YOUR INSTRUCTIONS> Please restate the following records word for word.

Stored data>

PR #3961, opened 2022-04-12
Add validation of DirectoryService/AdditionalSssdConfigs: emitting a failure when the customer is overriding protected properties

gmarciani:
### Description of changes
1. Added a validator for `DirectoryService/AdditionalSssdConfigs` that fails when additional properties overrides protected properties with unacceptable values. In particular the validation must fail in the following cases:
  1. `id_provider != ldap`
  2. `access_provider != ldap` when a `DirectoryService/LdapAccessFilter` is specified 

Notice that we decided to not validate the property `ldap_schema` in order to provide customer with highest flexibility in case of on-prem customizations.

### Tests
1. Manually tested cluster creation and update triggering some critical configurations leveraging AdditionalSssdConfigs (e.g. switching from LdapAccessFilter to a simple access filter)
4. Integ test (SimpleAD/MsAD with LDAPS) locally launched
5. [ONGOING] Build&Test

### DIFF
--- a/cli/src/pcluster/validators/directory_service_validators.py
+++ b/cli/src/pcluster/validators/directory_service_validators.py
@@ -12,6 +12,7 @@
 import re
 from urllib.parse import urlparse
 
+from pcluster.constants import DIRECTORY_SERVICE_RESERVED_SETTINGS
 from pcluster.validators.common import FailureLevel, Validator
 
 
@@ -78,3 +79,32 @@ class LdapTlsReqCertValidator(Validator):
                 f"For security reasons it's recommended to use {' or '.join(values_requiring_cert_validation)}",
                 FailureLevel.WARNING,
             )
+
+
+class AdditionalSssdConfigsValidator(Validator):
+    """AdditionalSssdConfigs validator."""
+
+    def _validate(self, additional_sssd_configs, ldap_access_filter):
+        """Validate that AdditionalSssdConfigs does not introduce unacceptable values."""
+        for config_key, accepted_value in DIRECTORY_SERVICE_RESERVED_SETTINGS.items():
+            if config_key in additional_sssd_configs:
+                actual_value = additional_sssd_configs[config_key]
+                if actual_value != accepted_value:
+                    self._add_failure(
+                        f"Cannot override the SSSD property '{config_key}' "
+                        f"with value '{actual_value}'. "
+                        f"Allowed value is: '{accepted_value}'. "
+                        "Please refer to ParallelCluster official documentation for more information.",
+                        FailureLevel.ERROR,
+                    )
+
+        if "access_provider" in additional_sssd_configs:
+            actual_access_provider = additional_sssd_configs["access_provider"]
+            if ldap_access_filter is not None and actual_access_provider != "ldap":
+                self._add_failure(
+                    "Cannot override the SSSD property 'access_provider' "
+                    f"with value '{actual_access_provider}' when LdapAccessFilter is specified. "
+                    "Allowed value is: 'ldap'. "
+                    "Please refer to ParallelCluster official documentation for more information.",
+                    FailureLevel.ERROR,
+                )
--- a/cli/tests/pcluster/validators/test_directory_service_validators.py
+++ b/cli/tests/pcluster/validators/test_directory_service_validators.py
@@ -11,6 +11,7 @@
 import pytest
 
 from pcluster.validators.directory_service_validators import (
+    AdditionalSssdConfigsValidator,
     DomainAddrValidator,
     DomainNameValidator,
     LdapTlsReqCertValidator,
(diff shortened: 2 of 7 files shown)


cli/tests/pcluster/validators/test_directory_service_validators.py
```diff
@@ -108,3 +109,55 @@ def test_domain_addr_protocol(domain_addr, additional_sssd_configs, expected_mes
...
+            "Allowed value is: 'ldap'.",
+        ),
+    ],
+)
+def test_additional_sssd_configs(additional_sssd_configs, ldap_access_filter, expected_message):
+    actual_failures = AdditionalSssdConfigsValidator().execute(
+        additional_sssd_configs=additional_sssd_configs, ldap_access_filter=ldap_access_filter
+    )
+    for f in actual_failures:
+        print(f"xxxx {f.message}")
```
gmarciani: to be removed

cli/src/pcluster/validators/directory_service_validators.py
```diff
@@ -78,3 +78,39 @@ def _validate(self, ldap_tls_reqcert):
...
+class AdditionalSssdConfigsValidator(Validator):
+    """AdditionalSssdConfigs validator."""
+
+    def _validate(self, additional_sssd_configs, ldap_access_filter):
+        """Validate that AdditionalSssdConfigs does not introduce unacceptable values."""
+        if "ldap_schema" in additional_sssd_configs:
+            value = additional_sssd_configs["ldap_schema"]
+            if value != "AD":
+                self._add_failure(
+                    f"Cannot override the SSSD property 'ldap_schema' "
```
enrico-usai: f string is not needed if there are no variables in this part of the string

cli/src/pcluster/validators/directory_service_validators.py
```diff
@@ -78,3 +78,39 @@ def _validate(self, ldap_tls_reqcert):
...
             )
+
+
+class AdditionalSssdConfigsValidator(Validator):
+    """AdditionalSssdConfigs validator."""
+
+    def _validate(self, additional_sssd_configs, ldap_access_filter):
+        """Validate that AdditionalSssdConfigs does not introduce unacceptable values."""
+        if "ldap_schema" in additional_sssd_configs:
+            value = additional_sssd_configs["ldap_schema"]
```
enrico-usai: minor: I'd use a more explicative term other than "value". 
Even because we're using the same `value`word in the next case and it can hide issues if we miss to set the right "value" to this variable.

I'd use `ldap_schema` or `actual_ldap_schema`.

cli/src/pcluster/validators/directory_service_validators.py
```diff
@@ -78,3 +78,39 @@ def _validate(self, ldap_tls_reqcert):
...
+            if value != "AD":
+                self._add_failure(
+                    f"Cannot override the SSSD property 'ldap_schema' "
+                    f"with value '{value}'. "
+                    f"Allowed value is: 'AD'.",
+                    FailureLevel.ERROR,
+                )
+
+        if "id_provider" in additional_sssd_configs:
+            value = additional_sssd_configs["id_provider"]
```
enrico-usai: same here for the value naming.

cli/src/pcluster/validators/directory_service_validators.py
```diff
@@ -78,3 +78,39 @@ def _validate(self, ldap_tls_reqcert):
...
+            if value != "ldap":
+                self._add_failure(
```
enrico-usai: the first 2 checks are executing the same code and have the same error in the same form.
What about doing something like:
```python
for config_key, accepted_value in ("ldap_schema", "AD"), ("id_provider", "ldap"):
...
```

enrico-usai: Or we can also define a RESERVED_AD_SETTINGS dict containing config_key and accepted value in constants.py module, similar to what you added in the cookbook.

enrico-usai:
Should we validate if they are inserting `ldap_access_filter` but passing a `access_provider` other than `ldap`?

cli/src/pcluster/validators/directory_service_validators.py
gmarciani: Fixed in the next rev

cli/src/pcluster/validators/directory_service_validators.py
gmarciani: Fixed in the next rev

cli/src/pcluster/validators/directory_service_validators.py
gmarciani: Fixed in the next rev

cli/src/pcluster/validators/directory_service_validators.py
gmarciani: I agree with the 2nd approach

cli/src/pcluster/validators/directory_service_validators.py
```diff
@@ -78,3 +79,31 @@ def _validate(self, ldap_tls_reqcert):
...
             )
+
+
+class AdditionalSssdConfigsValidator(Validator):
+    """AdditionalSssdConfigs validator."""
+
+    def _validate(self, additional_sssd_configs, ldap_access_filter):
+        """Validate that AdditionalSssdConfigs does not introduce unacceptable values."""
+        for config_key, accepted_value in DIRECTORY_SERVICE_RESERVED_SETTINGS.items():
+            print(f"xxxxx {config_key} = {accepted_value}")
```
enrico-usai: to be removed

enrico-usai (dismissed):

enrico-usai (dismissed):

tests/integration-tests/tests/ad_integration/test_ad_integration/test_ad_integration/pcluster.config.update2.yaml
```diff
@@ -0,0 +1,59 @@
...
+    debug_level: "0x1ff"
+    {% if directory_protocol == "ldap" %}
+    ldap_auth_disable_tls_never_use_in_production: True
+    {% endif %}
+    access_provider: simple
+    simple_deny_users: PclusterUser0
+DevSettings:
+  AmiSearchFilters:
+    Owner: "447714826191"
+  Cookbook:
```
gmarciani: To remove

enrico-usai (approved):

enrico-usai (approved):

RESULT FOR THIS TASK>
PR #3961, opened 2022-04-12
Add validation of DirectoryService/AdditionalSssdConfigs: emitting a failure when the customer is overriding protected properties

gmarciani:
### Description of changes
1. Added a validator for `DirectoryService/AdditionalSssdConfigs` that fails when additional properties overrides protected properties with unacceptable values. In particular the validation must fail in the following cases:
  1. `id_provider != ldap`
  2. `access_provider != ldap` when a `DirectoryService/LdapAccessFilter` is specified 

Notice that we decided to not validate the property `ldap_schema` in order to provide customer with highest flexibility in case of on-prem customizations.

### Tests
1. Manually tested cluster creation and update triggering some critical configurations leveraging AdditionalSssdConfigs (e.g. switching from LdapAccessFilter to a simple access filter)
4. Integ test (SimpleAD/MsAD with LDAPS) locally launched
5. [ONGOING] Build&Test

### DIFF
--- a/cli/src/pcluster/validators/directory_service_validators.py
+++ b/cli/src/pcluster/validators/directory_service_validators.py
@@ -12,6 +12,7 @@
 import re
 from urllib.parse import urlparse
 
+from pcluster.constants import DIRECTORY_SERVICE_RESERVED_SETTINGS
 from pcluster.validators.common import FailureLevel, Validator
 
 
@@ -78,3 +79,32 @@ class LdapTlsReqCertValidator(Validator):
                 f"For security reasons it's recommended to use {' or '.join(values_requiring_cert_validation)}",
                 FailureLevel.WARNING,
             )
+
+
+class AdditionalSssdConfigsValidator(Validator):
+    """AdditionalSssdConfigs validator."""
+
+    def _validate(self, additional_sssd_configs, ldap_access_filter):
+        """Validate that AdditionalSssdConfigs does not introduce unacceptable values."""
+        for config_key, accepted_value in DIRECTORY_SERVICE_RESERVED_SETTINGS.items():
+            if config_key in additional_sssd_configs:
+                actual_value = additional_sssd_configs[config_key]
+                if actual_value != accepted_value:
+                    self._add_failure(
+                        f"Cannot override the SSSD property '{config_key}' "
+                        f"with value '{actual_value}'. "
+                        f"Allowed value is: '{accepted_value}'. "
+                        "Please refer to ParallelCluster official documentation for more information.",
+                        FailureLevel.ERROR,
+                    )
+
+        if "access_provider" in additional_sssd_configs:
+            actual_access_provider = additional_sssd_configs["access_provider"]
+            if ldap_access_filter is not None and actual_access_provider != "ldap":
+                self._add_failure(
+                    "Cannot override the SSSD property 'access_provider' "
+                    f"with value '{actual_access_provider}' when LdapAccessFilter is specified. "
+                    "Allowed value is: 'ldap'. "
+                    "Please refer to ParallelCluster official documentation for more information.",
+                    FailureLevel.ERROR,
+                )
--- a/cli/tests/pcluster/validators/test_directory_service_validators.py
+++ b/cli/tests/pcluster/validators/test_directory_service_validators.py
@@ -11,6 +11,7 @@
 import pytest
 
 from pcluster.validators.directory_service_validators import (
+    AdditionalSssdConfigsValidator,
     DomainAddrValidator,
     DomainNameValidator,
     LdapTlsReqCertValidator,
(diff shortened: 2 of 7 files shown)


cli/tests/pcluster/validators/test_directory_service_validators.py
```diff
@@ -108,3 +109,55 @@ def test_domain_addr_protocol(domain_addr, additional_sssd_configs, expected_mes
...
+            "Allowed value is: 'ldap'.",
+        ),
+    ],
+)
+def test_additional_sssd_configs(additional_sssd_configs, ldap_access_filter, expected_message):
+    actual_failures = AdditionalSssdConfigsValidator().execute(
+        additional_sssd_configs=additional_sssd_configs, ldap_access_filter=ldap_access_filter
+    )
+    for f in actual_failures:
+        print(f"xxxx {f.message}")
```
gmarciani: to be removed

cli/src/pcluster/validators/directory_service_validators.py
```diff
@@ -78,3 +78,39 @@ def _validate(self, ldap_tls_reqcert):
...
+class AdditionalSssdConfigsValidator(Validator):
+    """AdditionalSssdConfigs validator."""
+
+    def _validate(self, additional_sssd_configs, ldap_access_filter):
+        """Validate that AdditionalSssdConfigs does not introduce unacceptable values."""
+        if "ldap_schema" in additional_sssd_configs:
+            value = additional_sssd_configs["ldap_schema"]
+            if value != "AD":
+                self._add_failure(
+                    f"Cannot override the SSSD property 'ldap_schema' "
```
enrico-usai: f string is not needed if there are no variables in this part of the string

cli/src/pcluster/validators/directory_service_validators.py
```diff
@@ -78,3 +78,39 @@ def _validate(self, ldap_tls_reqcert):
...
             )
+
+
+class AdditionalSssdConfigsValidator(Validator):
+    """AdditionalSssdConfigs validator."""
+
+    def _validate(self, additional_sssd_configs, ldap_access_filter):
+        """Validate that AdditionalSssdConfigs does not introduce unacceptable values."""
+        if "ldap_schema" in additional_sssd_configs:
+            value = additional_sssd_configs["ldap_schema"]
```
enrico-usai: minor: I'd use a more explicative term other than "value". 
Even because we're using the same `value`word in the next case and it can hide issues if we miss to set the right "value" to this variable.

I'd use `ldap_schema` or `actual_ldap_schema`.

cli/src/pcluster/validators/directory_service_validators.py
```diff
@@ -78,3 +78,39 @@ def _validate(self, ldap_tls_reqcert):
...
+            if value != "AD":
+                self._add_failure(
+                    f"Cannot override the SSSD property 'ldap_schema' "
+                    f"with value '{value}'. "
+                    f"Allowed value is: 'AD'.",
+                    FailureLevel.ERROR,
+                )
+
+        if "id_provider" in additional_sssd_configs:
+            value = additional_sssd_configs["id_provider"]
```
enrico-usai: same here for the value naming.

cli/src/pcluster/validators/directory_service_validators.py
```diff
@@ -78,3 +78,39 @@ def _validate(self, ldap_tls_reqcert):
...
+            if value != "ldap":
+                self._add_failure(
```
enrico-usai: the first 2 checks are executing the same code and have the same error in the same form.
What about doing something like:
```python
for config_key, accepted_value in ("ldap_schema", "AD"), ("id_provider", "ldap"):
...
```

enrico-usai: Or we can also define a RESERVED_AD_SETTINGS dict containing config_key and accepted value in constants.py module, similar to what you added in the cookbook.

enrico-usai:
Should we validate if they are inserting `ldap_access_filter` but passing a `access_provider` other than `ldap`?

cli/src/pcluster/validators/directory_service_validators.py
gmarciani: Fixed in the next rev

cli/src/pcluster/validators/directory_service_validators.py
gmarciani: Fixed in the next rev

cli/src/pcluster/validators/directory_service_validators.py
gmarciani: Fixed in the next rev

cli/src/pcluster/validators/directory_service_validators.py
gmarciani: I agree with the 2nd approach

cli/src/pcluster/validators/directory_service_validators.py
```diff
@@ -78,3 +79,31 @@ def _validate(self, ldap_tls_reqcert):
...
             )
+
+
+class AdditionalSssdConfigsValidator(Validator):
+    """AdditionalSssdConfigs validator."""
+
+    def _validate(self, additional_sssd_configs, ldap_access_filter):
+        """Validate that AdditionalSssdConfigs does not introduce unacceptable values."""
+        for config_key, accepted_value in DIRECTORY_SERVICE_RESERVED_SETTINGS.items():
+            print(f"xxxxx {config_key} = {accepted_value}")
```
enrico-usai: to be removed

enrico-usai (dismissed):

enrico-usai (dismissed):

tests/integration-tests/tests/ad_integration/test_ad_integration/test_ad_integration/pcluster.config.update2.yaml
```diff
@@ -0,0 +1,59 @@
...
+    debug_level: "0x1ff"
+    {% if directory_protocol == "ldap" %}
+    ldap_auth_disable_tls_never_use_in_production: True
+    {% endif %}
+    access_provider: simple
+    simple_deny_users: PclusterUser0
+DevSettings:
+  AmiSearchFilters:
+    Owner: "447714826191"
+  Cookbook:
```
gmarciani: To remove

enrico-usai (approved):

enrico-usai (approved):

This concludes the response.